Denis Osin, professor of mathematics, was an invited speaker at the 2018 International Congress of Mathematicians held in Rio de Janeiro. Convened once every four years, the ICM brings together mathematicians from all over the world to discuss the latest developments in every area of mathematics.

Jonathan Rattner, assistant professor of cinema and media arts, has received an Individual Artist Fellowship for 2019 from the Tennessee Arts Commission. The fellowship provides $5,000 awards to outstanding professional artists who live and work in Tennessee.

J.B. Ruhl, David Daniels Allen Distinguished Professor of Law, and Kyle Robisch, JD’14, co-authored the article “Agencies Running from Agency Discretion” (originally published in William & Mary Law Review), which has been selected for the 2019 edition of the Land Use & Environmental Law Review, a peer-reviewed compendium of the 10 best articles published the previous year addressing topics in environmental and land use law.

Kamal Saggi, Frances and John Downing Family Professor of Economics, will have two volumes of the World Scientific Studies in International Economics series devoted to his scholarship. The first issue highlights Saggi’s work on the rules and regulations of the World Trade Organization. The second, to be published in 2019, collects his research into the WTO’s intellectual property rules.

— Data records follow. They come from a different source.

PR #2377, opened 2026-08-27
Run the noise filter and distance computations in a worker thread (#2358)

capCafu:
Same thing as #2375, applied to the other two.

The noise filter was easy, it's the same shape as SOR.

Distances took a bit more thought. I first wrapped the whole `switch (m_compType)`, then noticed the cases read widgets while setting their parameters up, like `lmKNNSpinBox->value()`. That would have meant touching Qt widgets from a worker thread, so now only the two computation calls are wrapped and the setup stays where it was. Cloud to mesh came along for free, it's in the same switch.

Checked both the same way as before. The GUI keeps redrawing during the computation and the results come out identical.

This sits on top of #2375, so it shows that commit too until it merges.

### DIFF
--- a/libs/qCC_db/include/ccPointCloud.h
+++ b/libs/qCC_db/include/ccPointCloud.h
@@ -707,7 +707,6 @@ class QCC_DB_LIB_API ccPointCloud : public CCCoreLib::PointCloudTpl<ccGenericPoi
 		bool             applyToSFduringRGB      = false;
 		RGB_FILTER_TYPES filterType              = RGB_FILTER_TYPES::NONE;
 		unsigned char    burntOutColorThreshold  = 0;
-		bool             commandLine             = false;
 		double           sigmaSF                 = -1;
 		double           spatialSigma            = -1;
 		bool             blendGrayscale          = false;
--- a/qCC/ccCommandLineCommands.cpp
+++ b/qCC/ccCommandLineCommands.cpp
@@ -6602,7 +6602,6 @@ bool CommandFilter::process(ccCommandLineInterface& cmd)
 	bool applyToSF  = false;
 	bool gaussian   = false;
 	ccPointCloud::RgbFilterOptions(filterParams);
-	filterParams.commandLine = true;
 	while (!cmd.arguments().empty())
 	{
 		QString argument = cmd.arguments().front();
@@ -6753,11 +6752,11 @@ bool CommandFilter::process(ccCommandLineInterface& cmd)
 	}
 	if (applyToSF)
 	{
-		return ccEntityAction::sfGaussianFilter(selectedEntities, filterParams, cmd.widgetParent());
+		return ccEntityAction::sfGaussianFilter(selectedEntities, filterParams, cmd.widgetParent(), true);
 	}
 	else if (applyToRGB)
 	{
-		return ccEntityAction::rgbGaussianFilter(selectedEntities, filterParams, cmd.widgetParent());
+		return ccEntityAction::rgbGaussianFilter(selectedEntities, filterParams, cmd.widgetParent(), true);
 	}
 
 	return true;
--- a/qCC/ccComparisonDlg.cpp
+++ b/qCC/ccComparisonDlg.cpp
@@ -29,6 +29,7 @@
 #include <ScalarFieldTools.h>
 
 // qCC_db
+#include <ccBackgroundTask.h>
 #include <ccGBLSensor.h>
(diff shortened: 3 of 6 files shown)


capCafu:
Moved this to draft while #2375 settles, I'll rebase it once that's merged.

fallenmi (changes requested):
`computeOctree()` now moves GUI and model operations into the worker thread along with the expensive calculation.

On exact head `70654a8a40080a640c6f2c0dd6764be07ae803aa`, `MainWindow::doActionComputeOctree()` passes `this`, and `ccBackgroundTask::Run()` executes the lambda with `QtConcurrent::run`. Inside that lambda, `coDlg.getMode()` and `getMinCellSize()` dereference `QRadioButton` / `QDoubleSpinBox` children of the GUI-thread `QDialog`. The same lambda also calls `removeObjectTemporarilyFromDBTree()` and `putObjectBackIntoDBTree()`; the real `MainWindow` implementations forward to `ccDBRoot::removeElement()` / `addElement()`. `ccDBRoot` is a `QAbstractItemModel`: those methods call `beginRemoveRows()` / `beginInsertRows()` and touch the attached views (`addElement(..., false)` still calls `m_dbTreeWidget->expand()`).

Qt documents that [`QWidget` subclasses can only be used from the main thread](https://doc.qt.io/qt-6/threads-qobject.html) and that [`QAbstractItemModel` APIs must run in the model's owning thread](https://doc.qt.io/qt-6/qabstractitemmodel.html#thread-safety); background changes must be queued back to the main thread. The nested GUI event loop remains active here, so these wrong-thread calls leave the shipped action in undefined behavior.

An exact-revision call-chain oracle passes base `27fdb3ccb7c67f8f7b0889f52ee7ba9613a6d693` (no worker lambda) and deterministically fails head and current synthetic merge `3a93e9ffb09d64ecf711dcf7db6405e120c58a9f`: two worker-side `getMode()` calls, one `getMinCellSize()`, one DB removal, and one DB insertion. The head result reproduced 10/10. Current exact-head CI is 6/6 green, but it does not execute this GUI action or check object affinity.

Please snapshot all dialog values on the GUI thread, keep DB-tree detach/reattach and model/view updates there, and restrict the worker lambda to the expensive non-GUI computation (queuing any resulting GUI/model updates back to the owning thread).

AI disclosure: This review was prepared with OpenAI Codex assistance for exact-diff and call-graph inspection, base/head/merge contract-oracle execution, live CI/head/interaction verification, primary Qt documentation checking, and drafting. The exact revisions and call chain above are included for independent verification.

capCafu:
Had a look through the converted call sites. Most of them are fine, but the octree one in `ccEntityAction.cpp` reads the dialog and moves things around the DB tree from inside the worker thread.

`coDlg.getMode()` and `coDlg.getMinCellSize()` both read widgets:

```cpp
if (cellSizeRadioButton->isChecked()) return MIN_CELL_SIZE;   // getMode()
return cellSizeDoubleSpinBox->value();                        // getMinCellSize()
```

and `removeObjectTemporarilyFromDBTree` / `putObjectBackIntoDBTree` end up calling `m_ccRoot->removeElement()`, so the tree model gets modified off the GUI thread while its views are attached.

I've pushed a commit that moves the loop out of the lambda: the dialog values are read once up front, the detach and reattach stay on the GUI thread, and only `computeOctree` / `octree->build` runs in the worker. Same behaviour, and it also drops a `switch` that was being evaluated twice per cloud.

The only other thing I noticed is `prepareDisplayForRefresh()` being called from the worker in three places, but that just sets flags on the GL window, so I left it.

dgirardeau:
Ok, that's probably better, but do you think it's really an issue to call the getters from a dialog? As long as no display happens, I guess we should be good? (at least I didn't get any warning from Qt).

capCafu:
Yeah, you're probably right about the getters. They're just reading members, and the dialog's closed by then so nothing's changing underneath. Qt won't warn either, it only really complains about timers, painting and creating widgets off thread. I wouldn't have touched that on its own.

The bit I'd keep is the DB tree. `removeObjectTemporarilyFromDBTree` ends up calling `m_ccRoot->removeElement()`, so the item model gets changed while its views are still attached, and Qt doesn't warn about that one either. That's the sort of thing that turns up later as a confused tree rather than a crash you can trace back to anything.

The getters just came along for the ride when I moved the loop out. Side benefit is the switch only gets evaluated once per cloud now instead of twice.

dgirardeau (approved):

Douglas Shadle, assistant professor of musicology, has received the inaugural H. Robert Cohen/RIPM Award from the American Musicological Society for his book Orchestrating the Nation: The Nineteenth-Century American Symphonic Enterprise (Oxford University Press, 2015). Each year the award honors a work of scholarship of exceptional merit based upon 18th-, 19th- and 20th-century periodical literature related to music.

Adela Soliz, assistant professor of public policy and higher education, has been named one of 10 finalists for the 2019 William T. Grant Scholars Program, designed to support promising early-career researchers. The 10 finalists will be interviewed in February 2019, and four to six scholars will be announced in March. Selected scholars each will receive $350,000 over five years and participate in annual meetings.

C. Michael Stein, Dan May Professor of Medicine and Pharmacology, has published Not Discussed: The Unspoken Rules for a Career in Academic Medical Research (CreateSpace Independent Publishing).

John Warren, lecturer in art, organized a two-day interdisciplinary symposium last February examining the creative and educational legacy of Black Mountain College (1933-1956) in conjunction with the Fine Arts Gallery’s “Looking Back (Looking Forward)” exhibition. The culmination of the symposium was a BMC-inspired multimedia art happening inside the Track One warehouse during the Wedgewood-Houston Art Crawl that featured original video art and musical compositions from Vanderbilt students alongside new choreography from New Dialect. This event, organized by Warren, was recently named Best Southern Art Revival by the Nashville Scene.